Records shown
<<<<

PR #7701, opened 2020-04-30
TST: Speedup testing of pyvista backend

GuillaumeFavelier:
This PR disables anti-aliasing, line smoothing, smooth shading and decreases the polygon counts of tubes during testing of the pyvista 3d backend. Hopefully this will decrease testing time especially on macOS.

PR #7726, opened 2020-05-04
MRG: Speedup testing of _Brain

GuillaumeFavelier:
This PR follows https://github.com/mne-tools/mne-python/pull/7701#issuecomment-623471954 idea and tries to decrease the number of calls to `_Brain.__init__()` which seems costly. Hopefully this will reduce testing time especially on macOS.

### DIFF
--- a/mne/viz/_brain/tests/test_brain.py
+++ b/mne/viz/_brain/tests/test_brain.py
@@ -76,19 +76,13 @@ def test_brain(renderer):
         _Brain(subject_id=subject_id, hemi='foo', surf=surf)
 
     # cortex
-    for cortex in ['classic', 'low_contrast', 'high_contrast', 'bone']:
-        brain = _Brain(subject_id, hemi=hemi, surf=surf, size=size,
-                       subjects_dir=subjects_dir, title='test',
-                       cortex=cortex)
-        brain.close()
-
+    brain = _Brain(subject_id, hemi=hemi, surf=surf, size=size,
+                   subjects_dir=subjects_dir, title='test',
+                   cortex='low_contrast')
     # add_data
     stc = read_source_estimate(fname_stc)
     fmin = stc.data.min()
     fmax = stc.data.max()
-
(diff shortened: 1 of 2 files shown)


mne/viz/_brain/tests/test_brain.py
```diff
@@ -71,114 +75,81 @@ def test_brain_init(renderer):
     with pytest.raises(KeyError):
         _Brain(subject_id=subject_id, hemi='foo', surf=surf)
 
+    # cortex
     for cortex in ['classic', 'low_contrast', 'high_contrast', 'bone']:
```
larsoner, line 79: This does 4 brain inits, `'classic'` is the default (right?) so maybe just test one of these other ones?

mne/viz/_brain/tests/test_brain.py
```diff
@@ -71,114 +75,81 @@ def test_brain_init(renderer):
...
-    hemi = 'lh'
-    hemi_data = stc.data[:len(stc.vertices[0]), 10]
-    hemi_vertices = stc.vertices[0]
     fmin = stc.data.min()
     fmax = stc.data.max()
 
-    brain_data = _Brain(subject_id, hemi, surf, size=300,
-                        subjects_dir=subjects_dir)
+    brain = _Brain(subject_id, hemi=hemi, surf=surf, size=size,
+                   subjects_dir=subjects_dir)
```
larsoner, line 91: ... then don't bother creating a new `brain` here just reuse the one above

larsoner:
Next targets (another PR someday) might be:
```
24.02s teardown mne/viz/tests/test_3d.py::test_plot_sparse_source_estimates[pyvista]
17.28s teardown mne/viz/tests/test_3d.py::test_link_brains[pyvista]
```
That is a very long time for a teardown. I guess this means that closing the windows is taking forever (?). Maybe for some reason calling close causes a series of draws to happen. Not sure.

In any case, this is already good progress, thanks @GuillaumeFavelier !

>>>>

To do
The expected result is a copy of each line in the records where "cortex" appears.

Exercise result
     # cortex
-    for cortex in ['classic', 'low_contrast', 'high_contrast', 'bone']:
-                       cortex=cortex)
+                   cortex='low_contrast')
+    # cortex
     for cortex in ['classic', 'low_contrast', 'high_contrast', 'bone']:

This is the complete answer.